_Exercise requirements_.
Reprint all entries without any alteration.
Top of Data
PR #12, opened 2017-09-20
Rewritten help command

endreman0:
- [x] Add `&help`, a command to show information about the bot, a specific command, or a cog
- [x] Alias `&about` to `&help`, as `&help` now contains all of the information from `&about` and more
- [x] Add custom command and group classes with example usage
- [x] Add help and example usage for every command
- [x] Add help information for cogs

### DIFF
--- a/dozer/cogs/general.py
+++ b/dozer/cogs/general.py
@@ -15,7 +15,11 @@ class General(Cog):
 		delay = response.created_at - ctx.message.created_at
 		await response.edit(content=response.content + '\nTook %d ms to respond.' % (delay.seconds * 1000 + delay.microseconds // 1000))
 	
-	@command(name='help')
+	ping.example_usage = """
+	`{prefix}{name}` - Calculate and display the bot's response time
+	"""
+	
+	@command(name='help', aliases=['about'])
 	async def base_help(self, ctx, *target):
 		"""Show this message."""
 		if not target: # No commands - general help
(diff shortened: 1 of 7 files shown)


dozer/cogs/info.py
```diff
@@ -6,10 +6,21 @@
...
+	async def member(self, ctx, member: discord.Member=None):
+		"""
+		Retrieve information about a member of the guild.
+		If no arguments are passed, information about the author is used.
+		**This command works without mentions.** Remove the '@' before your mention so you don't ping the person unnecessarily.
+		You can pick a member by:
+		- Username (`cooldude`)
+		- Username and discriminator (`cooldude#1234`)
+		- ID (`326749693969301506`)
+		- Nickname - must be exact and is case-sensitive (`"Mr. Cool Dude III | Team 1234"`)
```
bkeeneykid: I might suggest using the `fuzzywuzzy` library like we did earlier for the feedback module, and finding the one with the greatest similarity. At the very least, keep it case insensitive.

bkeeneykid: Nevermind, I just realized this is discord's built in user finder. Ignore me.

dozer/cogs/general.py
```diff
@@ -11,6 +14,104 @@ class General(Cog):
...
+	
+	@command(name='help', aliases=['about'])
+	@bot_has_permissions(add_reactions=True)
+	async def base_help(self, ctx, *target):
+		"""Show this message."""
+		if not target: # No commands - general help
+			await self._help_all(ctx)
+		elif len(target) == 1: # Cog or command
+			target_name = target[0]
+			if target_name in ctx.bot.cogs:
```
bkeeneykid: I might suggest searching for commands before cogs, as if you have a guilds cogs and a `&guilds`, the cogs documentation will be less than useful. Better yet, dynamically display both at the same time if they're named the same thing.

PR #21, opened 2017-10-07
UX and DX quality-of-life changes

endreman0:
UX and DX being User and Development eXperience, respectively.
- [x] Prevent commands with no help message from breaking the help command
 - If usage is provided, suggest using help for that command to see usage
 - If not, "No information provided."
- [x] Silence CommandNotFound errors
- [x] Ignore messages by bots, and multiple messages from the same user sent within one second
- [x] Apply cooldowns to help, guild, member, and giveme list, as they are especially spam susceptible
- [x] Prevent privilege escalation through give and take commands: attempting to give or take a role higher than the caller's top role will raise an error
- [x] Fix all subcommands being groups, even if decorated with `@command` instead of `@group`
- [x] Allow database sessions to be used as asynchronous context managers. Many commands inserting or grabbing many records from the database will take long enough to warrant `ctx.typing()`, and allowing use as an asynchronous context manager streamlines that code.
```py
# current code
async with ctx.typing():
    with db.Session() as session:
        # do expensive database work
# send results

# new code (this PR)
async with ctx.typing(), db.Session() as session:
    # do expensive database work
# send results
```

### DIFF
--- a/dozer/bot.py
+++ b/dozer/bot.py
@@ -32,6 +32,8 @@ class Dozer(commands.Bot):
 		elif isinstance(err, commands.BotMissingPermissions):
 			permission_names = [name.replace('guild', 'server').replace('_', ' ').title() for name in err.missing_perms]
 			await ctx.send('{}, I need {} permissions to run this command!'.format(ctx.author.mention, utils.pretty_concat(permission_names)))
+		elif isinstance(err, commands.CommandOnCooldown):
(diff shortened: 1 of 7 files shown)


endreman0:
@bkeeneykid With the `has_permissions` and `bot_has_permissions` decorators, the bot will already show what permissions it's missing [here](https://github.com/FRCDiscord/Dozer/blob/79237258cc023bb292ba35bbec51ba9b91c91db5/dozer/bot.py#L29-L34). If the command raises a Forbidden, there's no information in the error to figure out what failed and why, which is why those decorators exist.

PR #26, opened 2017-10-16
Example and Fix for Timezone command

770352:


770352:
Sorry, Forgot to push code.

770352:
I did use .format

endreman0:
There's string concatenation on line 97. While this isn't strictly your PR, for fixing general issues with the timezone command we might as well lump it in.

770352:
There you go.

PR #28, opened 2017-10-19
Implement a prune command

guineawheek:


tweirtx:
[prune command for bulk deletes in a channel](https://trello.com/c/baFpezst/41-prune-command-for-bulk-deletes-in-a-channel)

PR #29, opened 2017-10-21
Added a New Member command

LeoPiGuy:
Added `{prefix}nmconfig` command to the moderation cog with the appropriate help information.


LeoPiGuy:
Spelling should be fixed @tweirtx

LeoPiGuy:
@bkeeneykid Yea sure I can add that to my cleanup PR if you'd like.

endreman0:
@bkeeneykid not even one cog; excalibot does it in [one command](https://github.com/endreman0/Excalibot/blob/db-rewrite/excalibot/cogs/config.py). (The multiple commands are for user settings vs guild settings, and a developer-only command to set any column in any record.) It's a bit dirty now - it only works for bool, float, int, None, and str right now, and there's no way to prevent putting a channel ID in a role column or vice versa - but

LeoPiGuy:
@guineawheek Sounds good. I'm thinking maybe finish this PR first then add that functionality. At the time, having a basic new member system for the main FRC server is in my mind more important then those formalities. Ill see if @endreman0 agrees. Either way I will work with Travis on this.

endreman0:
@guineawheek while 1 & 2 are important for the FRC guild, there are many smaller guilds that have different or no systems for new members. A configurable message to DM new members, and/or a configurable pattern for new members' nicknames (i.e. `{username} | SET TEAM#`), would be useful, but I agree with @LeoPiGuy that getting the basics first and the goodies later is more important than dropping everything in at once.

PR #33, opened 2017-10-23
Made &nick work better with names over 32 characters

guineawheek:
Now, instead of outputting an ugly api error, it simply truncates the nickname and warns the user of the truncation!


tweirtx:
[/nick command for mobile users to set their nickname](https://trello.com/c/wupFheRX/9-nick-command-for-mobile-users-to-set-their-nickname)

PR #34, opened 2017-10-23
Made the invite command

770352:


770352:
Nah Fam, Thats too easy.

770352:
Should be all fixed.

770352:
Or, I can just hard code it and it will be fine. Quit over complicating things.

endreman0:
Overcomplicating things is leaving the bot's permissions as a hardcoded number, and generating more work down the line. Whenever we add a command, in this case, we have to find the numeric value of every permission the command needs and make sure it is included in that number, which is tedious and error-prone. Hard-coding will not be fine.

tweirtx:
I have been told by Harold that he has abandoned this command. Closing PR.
Bottom of Data
_Reply_.
PR #12, opened 2017-09-20
Rewritten help command

endreman0:
- [x] Add `&help`, a command to show information about the bot, a specific command, or a cog
- [x] Alias `&about` to `&help`, as `&help` now contains all of the information from `&about` and more
- [x] Add custom command and group classes with example usage
- [x] Add help and example usage for every command
- [x] Add help information for cogs

### DIFF
--- a/dozer/cogs/general.py
+++ b/dozer/cogs/general.py
@@ -15,7 +15,11 @@ class General(Cog):
 		delay = response.created_at - ctx.message.created_at
 		await response.edit(content=response.content + '\nTook %d ms to respond.' % (delay.seconds * 1000 + delay.microseconds // 1000))
 	
-	@command(name='help')
+	ping.example_usage = """
+	`{prefix}{name}` - Calculate and display the bot's response time
+	"""
+	
+	@command(name='help', aliases=['about'])
 	async def base_help(self, ctx, *target):
 		"""Show this message."""
 		if not target: # No commands - general help
(diff shortened: 1 of 7 files shown)


dozer/cogs/info.py
```diff
@@ -6,10 +6,21 @@
...
+	async def member(self, ctx, member: discord.Member=None):
+		"""
+		Retrieve information about a member of the guild.
+		If no arguments are passed, information about the author is used.
+		**This command works without mentions.** Remove the '@' before your mention so you don't ping the person unnecessarily.
+		You can pick a member by:
+		- Username (`cooldude`)
+		- Username and discriminator (`cooldude#1234`)
+		- ID (`326749693969301506`)
+		- Nickname - must be exact and is case-sensitive (`"Mr. Cool Dude III | Team 1234"`)
```
bkeeneykid: I might suggest using the `fuzzywuzzy` library like we did earlier for the feedback module, and finding the one with the greatest similarity. At the very least, keep it case insensitive.

bkeeneykid: Nevermind, I just realized this is discord's built in user finder. Ignore me.

dozer/cogs/general.py
```diff
@@ -11,6 +14,104 @@ class General(Cog):
...
+	
+	@command(name='help', aliases=['about'])
+	@bot_has_permissions(add_reactions=True)
+	async def base_help(self, ctx, *target):
+		"""Show this message."""
+		if not target: # No commands - general help
+			await self._help_all(ctx)
+		elif len(target) == 1: # Cog or command
+			target_name = target[0]
+			if target_name in ctx.bot.cogs:
```
bkeeneykid: I might suggest searching for commands before cogs, as if you have a guilds cogs and a `&guilds`, the cogs documentation will be less than useful. Better yet, dynamically display both at the same time if they're named the same thing.

PR #21, opened 2017-10-07
UX and DX quality-of-life changes

endreman0:
UX and DX being User and Development eXperience, respectively.
- [x] Prevent commands with no help message from breaking the help command
 - If usage is provided, suggest using help for that command to see usage
 - If not, "No information provided."
- [x] Silence CommandNotFound errors
- [x] Ignore messages by bots, and multiple messages from the same user sent within one second
- [x] Apply cooldowns to help, guild, member, and giveme list, as they are especially spam susceptible
- [x] Prevent privilege escalation through give and take commands: attempting to give or take a role higher than the caller's top role will raise an error
- [x] Fix all subcommands being groups, even if decorated with `@command` instead of `@group`
- [x] Allow database sessions to be used as asynchronous context managers. Many commands inserting or grabbing many records from the database will take long enough to warrant `ctx.typing()`, and allowing use as an asynchronous context manager streamlines that code.
```py
# current code
async with ctx.typing():
    with db.Session() as session:
        # do expensive database work
# send results

# new code (this PR)
async with ctx.typing(), db.Session() as session:
    # do expensive database work
# send results
```

### DIFF
--- a/dozer/bot.py
+++ b/dozer/bot.py
@@ -32,6 +32,8 @@ class Dozer(commands.Bot):
 		elif isinstance(err, commands.BotMissingPermissions):
 			permission_names = [name.replace('guild', 'server').replace('_', ' ').title() for name in err.missing_perms]
 			await ctx.send('{}, I need {} permissions to run this command!'.format(ctx.author.mention, utils.pretty_concat(permission_names)))
+		elif isinstance(err, commands.CommandOnCooldown):
(diff shortened: 1 of 7 files shown)


endreman0:
@bkeeneykid With the `has_permissions` and `bot_has_permissions` decorators, the bot will already show what permissions it's missing [here](https://github.com/FRCDiscord/Dozer/blob/79237258cc023bb292ba35bbec51ba9b91c91db5/dozer/bot.py#L29-L34). If the command raises a Forbidden, there's no information in the error to figure out what failed and why, which is why those decorators exist.

PR #26, opened 2017-10-16
Example and Fix for Timezone command

770352:


770352:
Sorry, Forgot to push code.

770352:
I did use .format

endreman0:
There's string concatenation on line 97. While this isn't strictly your PR, for fixing general issues with the timezone command we might as well lump it in.

770352:
There you go.

PR #28, opened 2017-10-19
Implement a prune command

guineawheek:


tweirtx:
[prune command for bulk deletes in a channel](https://trello.com/c/baFpezst/41-prune-command-for-bulk-deletes-in-a-channel)

PR #29, opened 2017-10-21
Added a New Member command

LeoPiGuy:
Added `{prefix}nmconfig` command to the moderation cog with the appropriate help information.


LeoPiGuy:
Spelling should be fixed @tweirtx

LeoPiGuy:
@bkeeneykid Yea sure I can add that to my cleanup PR if you'd like.

endreman0:
@bkeeneykid not even one cog; excalibot does it in [one command](https://github.com/endreman0/Excalibot/blob/db-rewrite/excalibot/cogs/config.py). (The multiple commands are for user settings vs guild settings, and a developer-only command to set any column in any record.) It's a bit dirty now - it only works for bool, float, int, None, and str right now, and there's no way to prevent putting a channel ID in a role column or vice versa - but

LeoPiGuy:
@guineawheek Sounds good. I'm thinking maybe finish this PR first then add that functionality. At the time, having a basic new member system for the main FRC server is in my mind more important then those formalities. Ill see if @endreman0 agrees. Either way I will work with Travis on this.

endreman0:
@guineawheek while 1 & 2 are important for the FRC guild, there are many smaller guilds that have different or no systems for new members. A configurable message to DM new members, and/or a configurable pattern for new members' nicknames (i.e. `{username} | SET TEAM#`), would be useful, but I agree with @LeoPiGuy that getting the basics first and the goodies later is more important than dropping everything in at once.

PR #33, opened 2017-10-23
Made &nick work better with names over 32 characters

guineawheek:
Now, instead of outputting an ugly api error, it simply truncates the nickname and warns the user of the truncation!


tweirtx:
[/nick command for mobile users to set their nickname](https://trello.com/c/wupFheRX/9-nick-command-for-mobile-users-to-set-their-nickname)

PR #34, opened 2017-10-23
Made the invite command

770352:


770352:
Nah Fam, Thats too easy.

770352:
Should be all fixed.

770352:
Or, I can just hard code it and it will be fine. Quit over complicating things.

endreman0:
Overcomplicating things is leaving the bot's permissions as a hardcoded number, and generating more work down the line. Whenever we add a command, in this case, we have to find the numeric value of every permission the command needs and make sure it is included in that number, which is tedious and error-prone. Hard-coding will not be fine.

tweirtx:
I have been told by Harold that he has abandoned this command. Closing PR.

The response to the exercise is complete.